Sir Charlie Griffith KA SCM

Personal information
- Full name: Charles Christopher Griffith
- Born: 14 December 1938 (age 87) Saint Lucy, Barbados
- Batting: Right-handed
- Bowling: Right-arm fast

International information
- National side: West Indies;
- Test debut: 25 March 1960 v England
- Last Test: 13 March 1969 v New Zealand

Career statistics
| Competition | Test | First-class |
| Matches | 28 | 96 |
| Runs scored | 530 | 1,502 |
| Batting average | 16.56 | 17.26 |
| 100s/50s | 0/1 | 0/4 |
| Top score | 54 | 98 |
| Balls bowled | 5,631 | 15,509 |
| Wickets | 94 | 332 |
| Bowling average | 28.54 | 21.60 |
| 5 wickets in innings | 5 | 17 |
| 10 wickets in match | 0 | 1 |
| Best bowling | 6/36 | 8/23 |
| Catches/stumpings | 16/– | 39/– |
- Source: CricInfo, 26 June 2019

= Charlie Griffith =

West Indian cricketer (born 1938)

Sir Charles Christopher Griffith (born 14 December 1938) is a Barbadian former cricketer who played 28 Tests for the West Indies from 1960 to 1969. He formed a formidable fast bowling partnership with Wes Hall during the 1960s, but experienced a number of controversies during his career, notably being called for throwing twice, and fracturing the skull of Indian cricket captain Nari Contractor with a bouncer.

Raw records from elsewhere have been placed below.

PR #378, opened 2020-11-18
Stop handling IntegrationDuplicateKeyError as fatal

ndowmon:


packages/integration-sdk/CHANGELOG.md
```diff
@@ -9,6 +9,10 @@ and this project adheres to
 
 ## Unreleased
 
+### Changed
+
+- Stop handling `IntegrationDuplicateKeyError` as fatal
```
aiwilliams, line 14:
```suggestion
- Stop handling `IntegrationDuplicateKeyError` as fatal. Previously, this type of error would terminate the integration completely and no data would be ingested. Now, the step that raises this error will not complete, and any steps that depend on the failed step will not execute, but all other steps will complete and partial datasets will be processed.
```

aiwilliams (changes requested):
Sweet, thanks @ndowmon!

I'd like to have `CHANGELOG.md` include enough information to communicate the impact of changes.

packages/integration-sdk/CHANGELOG.md
aiwilliams: I think in the future it could be worthwhile to have the `jobState` just ignore the duplicate data and have it send us something in Sentry, so that it can ingest all the data except the duplicate, and we have what we need in Sentry to investigate the duplicate and adjust the integration to stop producing them. That said, this solution is a great step forward to avoid a total crash!

austinkelleher (commented):
Nice! This change looks good, but I'm not sure if this will be sufficient to actually allow duplicate keys. I think the synchronization `/entities` and `/relationships` allow passing an optional querystring parameter that indicates whether duplicate keys are allowed.

aiwilliams (dismissed):

packages/integration-sdk-runtime/src/execution/__tests__/executeIntegration.test.ts
```diff
@@ -913,13 +913,24 @@ describe('executeIntegrationInstance', () => {
...
+      integrationStepResults: [
+        {
+          encounteredTypes: ['duplicate_entity'],
+          status: 'failure',
+        },
+      ],
+      metadata: {
+        partialDatasets: {
+          types: [],
+        }
```
ndowmon, line 931: In this case, does the one successful `duplicate_entity` get sent to the persister? If so, `duplicate_entity` should be specified as `partial`.

packages/integration-sdk-runtime/src/execution/__tests__/executeIntegration.test.ts
```diff
@@ -956,13 +967,30 @@ describe('executeIntegrationInstance', () => {
...
+        },
+        {
+          id: 'b',
+          encounteredTypes: [],
+          status: 'failure',
+        },
+      ],
+      metadata: {
+        partialDatasets: {
+          types: [],
```
ndowmon, line 990: In this case I think `duplicate_entity` should definitely be added to `partial`, right?

aiwilliams: I don't think it should be in `partialDatasets.types` because the test steps do not declare the types of entities or relationships they will produce.

aiwilliams (commented):
Thanks for thinking to add these tests! I think that if you add a couple more that prove `partialDatasets.types` will included declared types it will help demonstrate how those declarations are important.

aiwilliams (approved):

PR #381, opened 2020-11-20
Compress local integration graph object files

austinkelleher:
Here are my findings for compression/decompression of local integration data:

```
Google Cloud Integration
------------------------
No compression: 
  Size = 2.5M
  Time = 26s
gzip compression:
  Size = 516k
  Time = 27s
brotli compression:
  Size = 480k
  Time = 27s
```

Summary:
- Compressing and decompressing all of the integration files did not impact (some runtime variance accounting for 1 second surely)  the integration total run time.
- Compressing the files resulted in a 5x reduction in total file size
- Brotli produced the smallest file sizes

The current implementation requires an environment variable to be specified. There was a lot of code churn when trying to implement a new option at the execution context level. We will always want this to be enabled in the managed runtime and we'd want local runs to stay the same so that the user can view the local graph files in a human-readable format. Moving the option up to the `executeIntegrationInstance` level is something we should consider doing though.


packages/integration-sdk-private-test-utils/__fixtures__/synchronization-compressed/.j1-integration/graph/relationship-1.json
```diff
@@ -0,0 +1,2 @@
+%hι.�W�C�C4�[��?x�7�fEA�`6�+?"�շX�P�-�
```
mknoedel, line 1: In case you are wondering, this Google Translated is 
ᬥ Ũᰇ kyart ⺖ Ci 䏐 䌴 jjut  㽸 turbsyeob ፅ 䇺 Bi Fang 㼍 ⋒ hyaerb ᑘ Luan Ma ⷤਰ kkwik The Lai twap Long ߑ Nu  䬱 bwarh Cha edge jektae  chwet Yan Guo  Mulhouse Johnson ถ byaen Huan ssyeotseot 䳂  䠄ጡ ㅽ

aiwilliams (approved):
Looks good!

ndowmon (approved):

Griffith started playing club cricket in Barbados at a young age, as a right-arm spinner. During one game he decided to bowl right arm fast and finished with figures of 7 for 1. He remained a fast bowler and soon after was chosen to represent Barbados. His first-class debut was made against the Marylebone Cricket Club who were touring the Caribbean in 1959–60 and in the space of two overs he dismissed England internationals Colin Cowdrey, Mike Smith and Peter May.

In the match between Barbados and the touring Indians in 1961–62, captain Nari Contractor was hit on the back of the head by a Griffith bouncer, fracturing his skull, and leading to the premature end of his career. Later in the match Griffith was no-balled by umpire Cortez Jordan for throwing, the first of two times that he was called during his career. The other occasion was a tour match against Lancashire in 1966, when Griffith was called by Arthur Fagg.

Griffith had a successful tour of England in 1963, finishing the summer with 119 wickets at 12.3, 32 of them coming in the Test series. In the first innings of the Headingley Test he took 6 for 36 and finished the match with 9 wickets. He was a Wisden Cricketer of the Year in 1964.

Griffith was made a Knight of St Andrew by the Barbadian government in 2017, having previously been given the Silver Crown of Merit in 1992.